# Dirt-Park Gemünden



## Sebastian_2 (18. Juli 2011)

Wollte mal hören wie es mit dem dirt park in gemünden aussieht?! hab da mal was ind er zeitung gelesen letztens....
hat vllt jmd bilder?


----------



## bernd e (18. Juli 2011)

war zur Bauzeit 2x dort, 1x fast zu Beginn und beim 2x ca. 1 Monat vor Eröffnung. Den Finalen Zustand kenn ich auch noch nicht.


----------



## MTB-News.de




----------



## Sebastian_2 (18. Juli 2011)

geht da auch was in richtung 4x? wäre vllt interresant für mich zum trainieren......


----------



## bernd e (19. Juli 2011)

Glaube nicht, da ist der Platz etwas eng. Wenn du das Bild in der Zeitung von der Eröffnung anschaust, da ist der Starthügel mit dem ersten Sprung abgebildet. So ist der weitere Verlauf auch. Bitte nicht auf meine Aussage festnageln, hab es fertig noch nicht gesehen. Aber mach es doch so wie ich es bisher gemacht habe: setz dich aufs Bike, fahr hin und schau es an , ist auch Training


----------



## Sebastian_2 (19. Juli 2011)

ja ich werd in den nächsten tagen ma vorbeischauen, ma sehn ob ich das mit meinem downhillbock auch schaffe  mein pitch is leider im moment kaputt -.- wenns nix is, gibts ja in gemünden auch noch ein paar trails  trotzdem danke für die info


----------



## bernd e (20. Juli 2011)

Mit´m DH ist das eine sportliche Aufgabe  Aber ich denke das die Dirtline nicht wirklich was für n DH ist, eher ein Dirt-HT oder BMX, evtl. auch noch ein Trail-/AM-Fully.
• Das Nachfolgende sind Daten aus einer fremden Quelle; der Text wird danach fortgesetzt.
PR #6407, opened 2021-06-24
Build PacketFence for RHEL8 and Debian 11

nqb:
# Description

### RHEL8
Build PacketFence packages on CentOS 8
Adapt CI to build and upload PacketFence packages for RHEL8

### Debian 11
Build PacketFence packages on Debian 11
Adapt CI to build and upload PacketFence packages for Debian 11

### Common
Prepare build environment to build package with all CPAN modules in CI

# Code / PR Dependencies
https://github.com/fingerbank/perl-client/pull/50

# Delete branch after merge
NO

# Checklist
(REQUIRED) - [yes, no or n/a]
- [ ] Document the feature
- [ ] Add unit tests
- [ ] Add acceptance tests (TestLink)

# NEWS file entries
## New Features
* RHEL8 support

Issue #6092, opened 2021-01-12
MariaDB triggers are removed when doing a restore from backup


nqb:
**Describe the bug**
If you do a complete restore of your DB using a backup taken with `./addons/backup-and-maintenance.sh`, triggers are removed by restore.

**To Reproduce**
1. PacketFence server up and running with a recent DB backup
2. Apply following process:
```
mysql -e "drop database pf;"
mysql -e "create database pf;"
mysql pf < /usr/local/pf/db/pf-schema.sql 
mysql pf -e "show triggers;"
```

=> Triggers are present.

3. Restore your DB backup using:
```
mysql pf < /root/backup/packetfence-db-dump-2021-01-12_15h09.sql 
mysql pf -e "show triggers;"
```

=> Triggers have been removed.

**Expected behavior**
Triggers should be present after a restore.

**Additional context**
Only tested on a standalone environment

After some tests, triggers are not present in SQL file generated by backup script certainly because `pf` user doesn't have `TRIGGER` [privilege](https://mariadb.com/kb/en/show-triggers/). Using `root`, TRIGGERS are included into SQL file.

nqb:
I can confirm that missing TRIGGER privilege is the root cause of the issue.

nqb:
I suppose it's caused by the fact that when restoring, we destroy tables if they exists and triggers are certainly destroy too.

nqb:
If you take a dump as `root` triggers are present but when you restore there is a conflict because triggers are part of `pf-schema.sql `

I suggest to remove triggers from backup.

julsemaan:
The thing with that is that if you import the schema and then import the dump, it drops the tables before recreating them which drops the triggers too (at least on MariaDB 10.5)

The import/export scripts have workaround to cope with this, the solution to this issue may just be that we'll have proper import/export scripts in the future

nqb:
I updated documentation to avoid confusion between backups taken as MariaDB user `root` or `pf`.

All backups should now be done using backup script and should not contain triggers and procedures (because they are made by  MariaDB user `pf`). Import script has been adjusted by @julsemaan to handle both cases.

PR #6438, opened 2021-07-16
Feature/full import

julsemaan:
# Description
Create a tool to export and import the PacketFence configuration and database

# Impacts
Its a standalone tool, so not much unless you use it, then it impacts everything!

# Code / PR Dependencies
depends on #6407 

# Delete branch after merge
NO

# Checklist
(REQUIRED) - [yes, no or n/a]
- [WIP] Document the feature
- [N/A] Add unit tests

# NEWS file entries
## New Features
* Added a tool to import and export the configuration and database for 10.3.0 and above


julsemaan:
This is not ready in the sense that it needs more testing and perhaps be merged in devel instead of feature/rhel8 but the code is mostly done unless I missed some stuff to restore

addons/full-import/README.md
```diff
@@ -0,0 +1,85 @@
+
+This is a quick readme to describe the export/import process. We should formalize this in our official documentation.
+
+== Assumptions and limitations
+
+ * You can export on any PacketFence version above 10.3.0
+ * You can import on any PacketFence version above 11.0.0
+ * The import process needs to be runned on a standalone server. Restoring directly to clusters is currently unsupported
```
extrafu: runned -> run

julsemaan: I thought it was runnaide

addons/full-import/README.md
```diff
@@ -0,0 +1,85 @@
...
+  * NOTE: Once you restored to your standalone server, you can make it a cluster by joining other machines to it and creating your cluster.conf but this is relatively advanced and out of scope of this document
+ * Restoring on a fresh install of PacketFence is recommended although restoring on an existing instance can work but your milleage may vary
+ * This process will only restore the files that can be edited via the admin interface which include:
+  * Standard configuration files in /usr/local/pf/conf/*.conf
+  * Connection profiles html templates in /usr/local/pf/html/captive-portal/profile-templates/
```
extrafu: How about if someone uploaded a jpeg/png file (or something else) to be used on his portal?

addons/full-import/README.md
```diff
@@ -0,0 +1,85 @@
...
+```
+# Replace 10.3-11.0 with the current stable and current devel version
+cp db/upgrade-X.X-X.Y.sql db/upgrade-10.3-11.0.sql
+```
+
+== Start the export process
+
+NOTE: When you are in a cluster, you need to perform this process on the first member of the incoming addresses of your database cluster. To find the member, run `show status like 'wsrep_incoming_addresses';` inside your MariaDB instance and the first IP will be the one where you need to perform the export process 
+
+If the nightly export done at 0h30 everyday is fine and you don't need the latest data, then you can script this step. Otherwise to have the latest data and configuration in your export, run:
```
extrafu: script -> skip

addons/full-import/README.md
```diff
@@ -0,0 +1,85 @@
...
+
+Next, you need to obtain a copy of the full-import tool (can currently be found here: https://github.com/inverse-inc/packetfence/tree/feature/full-import/addons/full-import). This needs to be installed in /usr/local/pf/addons/full-import/
+
+Next, run the export script:
+
+```
+/usr/local/pf/addons/export.sh /tmp/export.tgz
+```
+
+The command above will create your export archive in /tmp/export.tgz. You will now need to copy this file to your new servers via scp or your prefered mechanism
```
extrafu: via scp -> using scp

addons/full-import/README.md
julsemaan: This reminds me I need to grab the file for the `logo` variable of profiles.conf 

But for files referenced in the HTML templates, its pretty hard to track them accurately

I believe that users can use a static/ directory inside their profile-templates/$ID directory which will be migrated through this process.

It may be a bit complex to track assets that are referenced in the HTML template since they won't contain the full path and may be a bit tricky to extract

extrafu: I think we can limit ourself to the logo in profiles.conf for now

addons/full-import/export.sh
```diff
@@ -0,0 +1,81 @@
...
+fi
+
+files_dump=`find /root/backup/ -name 'packetfence-files-dump-*' -mtime -1 | tail -1`
+
+if [ -z "$files_dump" ]; then
+  echo "Unable to find a files dump that was done in the last 24 hours. Add --force to ignore this."
+  exit 1
+fi
+
+build_dir=`mktemp -d`
```
nqb, line 28: I suggest to use `export_dir` in place of `build_dir`

nqb (changes requested):
- The file `addons/full-import/find-upgrade-path.pl` doesn't seem to be used anymore.
- We need to be sure packaging is correctly handled for v11 (I can do it and push commits directly to that branch)
- I always used: `set -o nounset -o pipefail -o errexit` at beginning of Bash scripts as a best practice. I think we should at least add `set -o errexit` to be sure any shell scripts will stop in case of an error which is not handle by script itself (like a full filesystem or a permission issue).

julsemaan:
This PR now points on devel

We should plan on testing this tool and then integrating the readme inside our official docs

addons/full-import/export.sh
```diff
@@ -0,0 +1,83 @@
...
+set -o nounset -o pipefail -o errexit
+
+source /usr/local/pf/addons/full-import/helpers.functions
+source /usr/local/pf/addons/full-import/database.functions
+
+output="$1"
+
+if [ -z "$output" ]; then
+  echo "Missing output parameter"
+  echo "Usage export.sh /path/to/export.tgz [--force]"
```
nqb: I don't think the `--force` argument is handle in `export.sh`

julsemaan: Fixed in 78684d0a6a4e8b0577945bc67529734ff64a8aee

julsemaan:
Rebased against devel, should be all good for testing @nqb

addons/full-import/import.sh
```diff
@@ -0,0 +1,119 @@
...
+echo "Stopping PacketFence services"
+systemctl cat monit >/dev/null 2>&1 && (systemctl stop monit ; systemctl disable monit)
+systemctl isolate packetfence-base
+check_code $?
+systemctl stop packetfence-galera-autofix
+check_code $?
+
+if echo "$db_dump" | grep '\.sql$' >/dev/null; then
+  echo "The database dump uses mysqldump"
+  #TODO /tmp/grants.sql should be included in the export
```
nqb, line 67: I think this one can be removed

nqb (changes requested):

addons/full-import/import.sh
```diff
@@ -0,0 +1,119 @@
...
+check_code $?
+db_dump=`ls packetfence-db-dump-*`
+echo "Uncompressed database dump '$db_dump'"
+
+main_splitter
+echo "Stopping PacketFence services"
+systemctl cat monit >/dev/null 2>&1 && (systemctl stop monit ; systemctl disable monit)
+systemctl isolate packetfence-base
+check_code $?
+systemctl stop packetfence-galera-autofix
```
nqb, line 62: Is it necessary to stop it here because we say in README that we don't support restoring on a cluster ?

addons/full-import/database.functions
```diff
@@ -0,0 +1,168 @@
...
+  sub_splitter
+  echo "Replacing create statements from the dump and removing drop statements"
+  # This is done so that tables aren't dropped 
+  sed -i "s/DROP TABLE IF EXISTS /DELETE FROM /g" $dump_file
+  sed -i "s/CREATE TABLE /CREATE TABLE IF NOT EXISTS /g" $dump_file
+
+  sub_splitter
+  echo "Importing $dump_file into $db_name"
+  mysql ${mariadb_args} $db_name < $dump_file
+	check_code $?
```
nqb: Indentation looks wrong

addons/full-import/database.functions
```diff
@@ -0,0 +1,168 @@
...
+  
+  sub_splitter
+  echo "Importing grants"
+  mysql ${mariadb_args} < $grants_file
+	check_code $?
```
nqb: Indentation looks wrong

addons/full-import/database.functions
```diff
@@ -0,0 +1,168 @@
...
+}
+
+function import_mariabackup() {
+  if ! which qpress > /dev/null 2>&1; then
+    echo "Missing qpress command. Please read the documentation of this script in the Installation guide to prepare your environment before running this script"
+    exit 1
+  fi
+
+  if ! which mariabackup > /dev/null 2>&1; then
+    echo "Missing qpress command. Please read the documentation of this script in the Installation guide to prepare your environment before running this script"
```
nqb:
```suggestion
    echo "Missing mariabackup command. Please read the documentation of this script in the Installation guide to prepare your environment before running this script"
```

addons/full-import/database.functions
```diff
@@ -0,0 +1,168 @@
...
+
+  sub_splitter
+  echo "Starting MariaDB"
+  systemctl start packetfence-mariadb
+  check_code $?
+
+  sub_splitter
+  echo "Performing upgrade of MariaDB. Enter the MariaDB root password if prompted to"
+  echo "NOTE: The root password you must enter is the one of the server of which you're reimporting the data, not this server's MariaDB root password"
+  mysql_upgrade -p
```
nqb, line 126: It looks like `mysql_upgrade` is only done when you did an export on a system which has `mariabackup`. However, standalone installations running 10.3 (without `mariabackup`) need to have their DB upgraded too using this tool.

addons/full-import/database.functions
```diff
@@ -0,0 +1,168 @@
...
+function upgrade_database() {
+  if ! test_db_connection_no_creds; then
+    echo -n "Please enter the root password for MariaDB:"
+    read -s mariadb_root_pass
+    echo
+    mariadb_args="$mariadb_args -p$mariadb_root_pass"
+  fi
+
+  db_name="$1"
+  db_version=`mysql -p $mariadb_args $db_name -e "select version from pf_version order by id desc limit 1;" | egrep -o '^[0-9]+\.[0-9]+'`
```
nqb:
```suggestion
  db_version=`mysql $mariadb_args $db_name -e "select version from pf_version order by id desc limit 1;" | egrep -o '^[0-9]+\.[0-9]+'`  
```

addons/full-import/database.functions
```diff
@@ -0,0 +1,168 @@
...
+
+  sub_splitter
+  echo "Performing upgrade of MariaDB. Enter the MariaDB root password if prompted to"
+  echo "NOTE: The root password you must enter is the one of the server of which you're reimporting the data, not this server's MariaDB root password"
+  mysql_upgrade -p
+
+  popd
+}
+
+function db_upgrade_scripts() {
```
nqb: `get_db_upgrade_scripts` ?

addons/full-import/configuration.functions
```diff
@@ -0,0 +1,159 @@
+#!/bin/bash
+
+function config_files() {
```
nqb: `get_config_files` ?

nqb (changes requested):
- import: I suggest to run a `fixpermissions` at end of process:
  * to be compliant with what we do at the moment when restarting PacketFence services
  * to be sure permissions are not different (because we restore files and we change owner)

addons/full-import/export.sh
nqb: I create a new package called `packetfence-export` for v10.3 (Deb and RPM).

This package is a standalone package not dependent to `packetfence` package. It should only be installed on PacketFence installations before 11.0.

This package is built on each commit on devel (can be improve later) and uploaded automatically to Debian and RPM repositories on inverse.ca. A copy to a friendly name like for `packetfence-release` package is done to:
- https://www.packetfence.org/downloads/PacketFence/RHEL8/
- https://www.packetfence.org/downloads/PacketFence/debian/

For 11.0 and next releases, `full-import` directory is part of `packetfence` package.

nqb:
I create a new package called `packetfence-export` for v10.3 (Deb and RPM).

This package is a standalone package not dependent to `packetfence` package. It should only be installed on PacketFence installations before 11.0.

This package is built on each commit on devel (can be improve later) and uploaded automatically to Debian and RPM repositories on inverse.ca. A copy to a friendly name like for `packetfence-release` package is done to:
- https://www.packetfence.org/downloads/PacketFence/RHEL8/
- https://www.packetfence.org/downloads/PacketFence/debian/

For 11.0 and next releases, `full-import` directory is part of `packetfence` package.

addons/full-import/export.sh
nqb: If you run `export.sh filename` with `filename` a name of a file (without path), it works but I think `filename` is removed at end of process. If somebody used `export.sh --force /path/to/export.tgz`, you got this issue.

nqb: Also when using correctly, the `--force` flag doesn't seem to operate as expected because export script continue to copy files from `/root/backup` in place of doing new backups.

julsemaan: The `--force` flag actually accepts backups older than 24 hours for cases where your current PF install is broken

In the instructions, we'll state that you must take a backup before running this tool

addons/full-import/import.sh
julsemaan: I'm scared that someone would do it on a cluster they started building and then galera autofix starts doing stuff with the other nodes. Unlikely but its a safety net

addons/full-import/database.functions
julsemaan: When you restore a mysqldump on the server, it already runs the right version of MariaDB and all the tables are recreated so I don't think there is a need to upgrade the MariaDB files since only raw SQL is reimported, not the actual table files

That is unless I'm missing something else mysql_upgrade is doing

addons/full-import/export.sh
nqb: Sorry I misunderstood usage of `--force`

addons/full-import/import.sh
nqb: I understand, let's keep it.

addons/full-import/database.functions
nqb: Ok, I will check that.

addons/full-import/database.functions
```diff
@@ -0,0 +1,168 @@
...
+  current_version="$1"
+  current_version=`echo $current_version | sed 's/\./\\./g'`
+  db_scripts=`ls /usr/local/pf/db/upgrade-* | egrep '^/usr/local/pf/db/upgrade-[0-9]+\.[0-9]+(\.[0-9]+)?-[0-9]+\.[0-9]+(\.[0-9]+)?\.sql' | sort --version-sort | sed -ne '/'$current_version'/{:a' -e 'n;p;ba' -e '}'`
```
nqb, line 135: Could you add a comment to describe what is doing this one-liner ? It's pretty hard to understand and to maintain.

addons/full-import/configuration.functions
```diff
@@ -0,0 +1,159 @@
...
+  perl -MConfig::IniFiles -I/usr/local/pf/lib_perl/lib/perl5/ -e "print join(\"\n\", Config::IniFiles->new( -file => '/usr/local/pf/conf/pf.conf')->GroupMembers('interface')) . \"\n\"" | sed 's/^interface //g'
+}
+
+function get_os_ip_address() {
+  ip a show dev $1 | egrep -o 'inet [0-9]+\.[0-9]+\.[0-9]+\.[0-9]+' | head -1 | sed 's/^inet //g'
+}
+
+function get_os_netmask() {
+  os_ip=`ip a show dev $1 | grep inet | sed -r 's#.+inet ([0-9]+\.[0-9]+\.[0-9]+\.[0-9]+/[0-9]+).+#\1#' | head -1`
+  ipcalc -m $os_ip | sed 's/NETMASK=//'
```
nqb: `ipcalc` should be added has a dependency for EL and Debian.

`ipcalc` is packaged in bullseye, seems also ok on EL.

EDIT: it looks `ipcalc` is already present on a ZEN image (CentOS7) but seems to be missing from SPEC.

addons/full-import/configuration.functions
```diff
@@ -0,0 +1,159 @@
...
+    fi
+  done
+}
+
+function list_pf_interfaces() {
+  perl -MConfig::IniFiles -I/usr/local/pf/lib_perl/lib/perl5/ -e "print join(\"\n\", Config::IniFiles->new( -file => '/usr/local/pf/conf/pf.conf')->GroupMembers('interface')) . \"\n\"" | sed 's/^interface //g'
+}
+
+function get_os_ip_address() {
+  ip a show dev $1 | egrep -o 'inet [0-9]+\.[0-9]+\.[0-9]+\.[0-9]+' | head -1 | sed 's/^inet //g'
```
nqb:
```
# ip -br -o a show dev eth0
eth0             UP             10.0.2.15/24 fe80::a00:27ff:fecb:8dc8/64
```
It could simplify to avoid usage of regex.

addons/full-import/configuration.functions
```diff
@@ -0,0 +1,159 @@
...
+}
+
+function get_os_netmask() {
+  os_ip=`ip a show dev $1 | grep inet | sed -r 's#.+inet ([0-9]+\.[0-9]+\.[0-9]+\.[0-9]+/[0-9]+).+#\1#' | head -1`
```
nqb: Idem as above

addons/full-import/helpers.functions
```diff
@@ -0,0 +1,42 @@
+#!/bin/bash
+
+function check_code() {
+  if [ $1 -ne 0 ];then
+    if ! [ -z "$2" ]; then
```
nqb:
```suggestion
    if [ -n "$2" ]; then
```

addons/full-import/configuration.functions
```diff
@@ -0,0 +1,159 @@
...
+    else
+      stop_it=""
+      while [ -z "$stop_it" ]; do
+        echo "Cannot find interface $interface on the system. This interface is defined as '`get_pf_interface_type $interface`' in the configuration"
+        sub_splitter
+        ip a show | sed -r 's/^([0-9])/Option \1/'
+        sub_splitter
+        echo -n "Please select a new interface to replace $interface from the list above or press enter to delete the interface from pf.conf: "
+        read new_int_choice
+        if ! [ -z "$new_int_choice" ]; then
```
nqb:
```suggestion
        if [ -n "$new_int_choice" ]; then
```

addons/full-import/import.sh
```diff
@@ -0,0 +1,119 @@
...
+main_splitter
+handle_network_change
+check_code $?
+
+main_splitter
+upgrade_configuration
+check_code $?
+
+main_splitter
+restore_profile_templates
```
nqb: Is it on purpose to restore profile templates after upgrade_configuration ?

In the past, a script like `./addons/upgrade/to-8.3-conf-latin1-to-utf8.sh` modify these files.

addons/full-import/configuration.functions
```diff
@@ -0,0 +1,159 @@
...
+            delete_interface $interface
+            stop_it="yes"
+          fi
+        fi
+      done
+    fi
+  done
+}
+
+function configuration_upgrade_scripts() {
```
nqb:
```suggestion
function get_configuration_upgrade_scripts() {
```

addons/full-import/import.sh
```diff
@@ -0,0 +1,119 @@
...
+main_splitter
+echo "Restoring certificates"
+restore_certificates
+check_code $?
+
+main_splitter
+echo "Completed import of the database and the configuration! Complete any necessary adjustments and restart PacketFence"
+
+# Done with everything, time to cleanup!
+systemctl cat monit > /dev/null 2>&1 && systemctl enable monit
```
nqb, line 132: Is it necessary to revert `systemctl isolate` ?

nqb (changes requested):

addons/full-import/database.functions
nqb: Same goes for `versions_since` in `helper.functions`

addons/full-import/configuration.functions
nqb: I missed to update calls to this function.

addons/full-import/import.sh
julsemaan: If we do so we start PacketFence and the user may want to do last minute tweaks to his system before starting PF so that's why I'm leaving everything off

addons/full-import/import.sh
julsemaan: Good point, lets move it

addons/full-import/configuration.functions
julsemaan: ipcalc is part of the base OS, should we still add it to the spec ?

addons/full-import/import.sh
nqb: Ok let's keep as-is.

addons/full-import/configuration.functions
nqb: Necessary on Debian.

julsemaan:
> * import: I suggest to run a `fixpermissions` at end of process:
>   
>   * to be compliant with what we do at the moment when restarting PacketFence services
>   * to be sure permissions are not different (because we restore files and we change owner)

Done

addons/full-import/configuration.functions
julsemaan: Added to both SPEC

nqb (changes requested):
- If I try to restore PF 10.3 export (done on a cluster of EL7) on a 11.0 (Debian 11), I need to install `mariadb-backup` package bundled with PF 10.3 version on Debian 11. However, it conflicts with mariadb-package currently installed with PF 11.0.

EDIT: I propose to use usual [upgrade instructions](https://www.packetfence.org/doc/PacketFence_Upgrade_Guide.html#_database_backup) to take DB backup on 10.3 even if `mariabackup` is better to avoid locks. We can add a note in README to suggest doing export out of business hours. However, export will certainly be done during a maintenance windows so users have been warned about possible disruptions.

I look at installing `mariabackup-10.5` on a 10.3 setup but [MariaDB documentation](https://mariadb.com/kb/en/mariabackup-overview/#compatibility-of-mariabackup-releases-with-mariadb-server-releases) explains that backward compatibility is not always possible.

EDIT2: https://github.com/inverse-inc/packetfence/issues/6092 is another reason to run a manual db_dump using usual upgrade instructions (in place of using backups created by `backup-and-maintenance.sh` script)

nqb:
I prepare a commit to remove requirement on `qpress` because it doesn't seem to be mandatory.

On both backups taken on Deb 9 and EL7 with mariabackup, I don't see any qp files after I used `mbstream`.

On top of that, there is no mention of such requirement in [official Mariabackup documentation.](https://mariadb.com/kb/en/full-backup-and-restore-with-mariabackup/)

addons/full-import/import.sh
```diff
@@ -0,0 +1,129 @@
...
+check_code $?
+
+main_splitter
+
+echo "Extracting archive..."
+tar -xf export.tgz
+check_code $?
+
+echo "Found the following content in the archive:"
+ls -l
```
nqb: We should exclude "export.tgz", otherwise, `ls -l` displays `export.tgz` and you think  `export.tgz` is part of the archive.

nqb (changes requested):

addons/full-import/configuration.functions
nqb: There is no option `-m` for `ipcalc` on Debian 11 (ipcalc 0.5, pkg: ipcalc 0.42-2)

julsemaan: I'll spin up my Debian to figure out a solution

nqb:
In my export, I have three interfaces with corresponding IP addresses
- eth0
- eth1
- eth2

I do my import on a system which has same identifier for interfaces but eth2 is down

=> Import stop without any error.

Caused by return code of: 
```
# ip -br -o a show dev eth2
# echo $?
130
```
Trace:
```
+ echo 'Found interface eth2 in pf.conf'
Found interface eth2 in pf.conf
+ ip a show dev eth2
+ handle_interface_exists eth2
+ interface=eth2
++ get_os_ip_address eth2
++ ip -br -o a show dev eth2
++ head -1
++ egrep -o '[0-9]+\.[0-9]+\.[0-9]+\.[0-9]+'
+ os_ip=

```

nqb:
This is a side effect of `set -o errexit`

nqb:
@fdurand, @JeGoi and @lzammit, any feedback from your tests ?

extrafu:
Documentation looks good.

nqb:
All looks good to me, I'm ready to merge unless someone want to add something.

fdurand:
you have my blessing to merge it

Ist dir bekannt wo in Gemünne die Strecke ist?

Als Dirt-Park kann man das auch nicht unbedingt bezeichnen. Das ist ein ehemaliger Spielplatz ca. 20x50 Meter im Wohngebiet Richtung Gräfendorf raus, hinter den Mainfränkischen Werkstätten.


----------



## Sebastian_2 (20. Juli 2011)

Ja ich würde mir es auch nur mal anschauen  ja ich weiß wo das so uuuuungefähr ist....naja mal sehen Vllt fährt meine mum mich auch raus  aber ich finde wenigstens tut sich mal hier was in richtung mtb....und wenn es nur ein kleiner dirtpark ist


----------



## Dirt-Markus (10. August 2011)

Servus 

hat da jemand genauere infos über die Gegegebenheiten und den Zustand, lohnt sich das da mal vorbeizuschaun?

danke


----------



## bernd e (10. August 2011)

Ich war wie schon geschrieben, länger nicht mehr dort. Das Bild in der Tagespresse von der Eröffnung hat nicht schlecht ausgeschaut und das was ich im unvollendeten Zustand sah, war mit Potential. Allerdings ist die Fläche eher klein und könnte schnell uninteressant werden.
Übernächste Woche will ich eh mal in die Richtung, evtl. schau ich mir das mal an.


----------